Well-known and often visited, particularly in the most recommendable morning hours, is the most imposing rock-cut Buddha on the island. It’s known as Aukana Buddha . It’s not the tallest of Sri Lanka’s rock-cut statues, but concerning mass or volume, it’s definitely the largest one and it’s extremely well designed. Hence, it attracts many heritage tourists. Nevertheless it’s not yet overcrowded and can be even lonesome at times. When travelling to Aukana, you will drive the road on the crown of the Kalawewa, which is Sri Lanka’s most famous historical tank, though not the largest one.
The beauty of the rock-cut Sasseruwa Buddha in Rasvehera can not rival that of the more famous „twin“ statue in Aukana. Having said that, we can claim that most travellers like hte Sasseruwa Buddha even more. The reason is the location or the surroundings. The rock surface, from which the Sasseruwa Buddha is cut, is at a natural platform high above the ground level, offering vistas to the wilderness. It’s a tranquil place. And much less tourists than to Aukana also come to visit this equally large statue. Apart from the rock statue, Rasvehera has also some intersting painted caves. And it’s in the middle of a nature sanctuary rich in elephants.
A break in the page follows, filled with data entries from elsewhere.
PR #1177, opened 2026-05-21
MONGOCRYPT-917 fix padding calculation for prefix/suffix

kevinAlbs:
# Summary
Fix padding calculation when generating affixes for `FLE2InsertUpdatePayloadV2`.
# Background & Motivation
Intended to ensure the count of prefix or suffix tokens ("b.p" / "b.u") increase along with the length of encrypted value ("v"). See report in MONGOCRYPT-913 for details.
# Testing
Assertions are added to `test_ciphertext_len_steps_fle2_text_search` to count of suffix tokens. This serves as a regression test, and seemed simpler than the test in the report's Appendix B.

To additionally verify changes, the QE Text driver [spec](https://github.com/mongodb/specifications/tree/25bee54ba6db27c11ea53e9608f4bd65e4552ac7/source/client-side-encryption/tests/unified) and [prose](https://github.com/mongodb/specifications/tree/25bee54ba6db27c11ea53e9608f4bd65e4552ac7/source/client-side-encryption/tests#27-text-explicit-encryption) tests were run locally with the C driver.


src/mc-text-search-str-encode.c
```diff
@@ -38,7 +38,7 @@ static mc_affix_set_t *generate_prefix_or_suffix_tree(const mc_utf8_string_with_
     BSON_ASSERT_PARAM(base_str);
     BSON_ASSERT_PARAM(out_msize);
     // We encrypt (unfolded string + 5 bytes of extra BSON info) with a 16-byte block cipher.
-    uint32_t encrypted_len = 16 * (uint32_t)((unfolded_byte_len + OVERHEAD_BYTES + 15) / 16);
+    uint32_t encrypted_len = 16 * (uint32_t)((unfolded_byte_len + OVERHEAD_BYTES + 16) / 16);
```
erwee, line 42: Please add a comment above noting that PKCS7 adds an extra 16-byte padding for 16-byte aligned plaintext lengths.

test/test-mc-text-search-str-encode.c
```diff
@@ -52,7 +52,7 @@ static void test_nofold_suffix_prefix_case(_mongocrypt_tester_t *tester,
     uint32_t byte_len = (uint32_t)strlen(str);
     uint32_t unfolded_codepoint_len = byte_len == 0 ? 1 : get_utf8_codepoint_length(str, byte_len);
     uint32_t folded_codepoint_len = byte_len == 0 ? 0 : unfolded_codepoint_len - foldable_codepoints;
-    uint32_t padded_len = 16 * (uint32_t)((byte_len + 5 + 15) / 16) - 5;
```
erwee, line 55: Would it be possible to just invoke the cbc encryption here and get the actual ciphertext length from it?

test/test-mc-text-search-str-encode.c
erwee, line 53: Since the tests that call this use randomized lengths, I think we need a test that calls this function with a fixed input string that would be 16-byte aligned after the 5-byte overhead is added, and with a `ub` that is larger than the would-be padded-length. (the rest of the parameters can be fixed). That would ensure that the calculated msize would be incorrect and fail the test if our calculation is wrong.

erwee: this line also needs to be updated

erwee (changes requested):

test/test-mc-text-search-str-encode.c
kevinAlbs: Replaced with a call to a new `calculate_padded_length` helper. The helper uses `_mcFLE2v2AEADAlgorithm()->get_ciphertext_len` to calculate the padding matching CBC.

test/test-mc-text-search-str-encode.c
kevinAlbs: Great catch. Replaced with a call to a new `calculate_padded_length` helper. This caused a test failure due to `generate_substring_tree` having the same padding calculation issue.

kevinAlbs: Added a test to call this with a string of 11 characters and an `ub` of 30. Confirmed the new test fails without the fix.

erwee (approved):

rcsanchez97 (approved):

One of the most imposing cave temple in Sri Lanka, second only to Dambulla, is the Ridee Vihara near the village of Ridigama. The silver monastery is worth a detour for several reasons. Besides the painted caves, it has a picturesque small temple from the Polonnaruwa period. The Ridi Viharaya is listed in some pocket guides and therefore visited by some independent travellers. But busloads of tourists are rarely seen in Ridigama. Most visitors are Buddhist pilgrims.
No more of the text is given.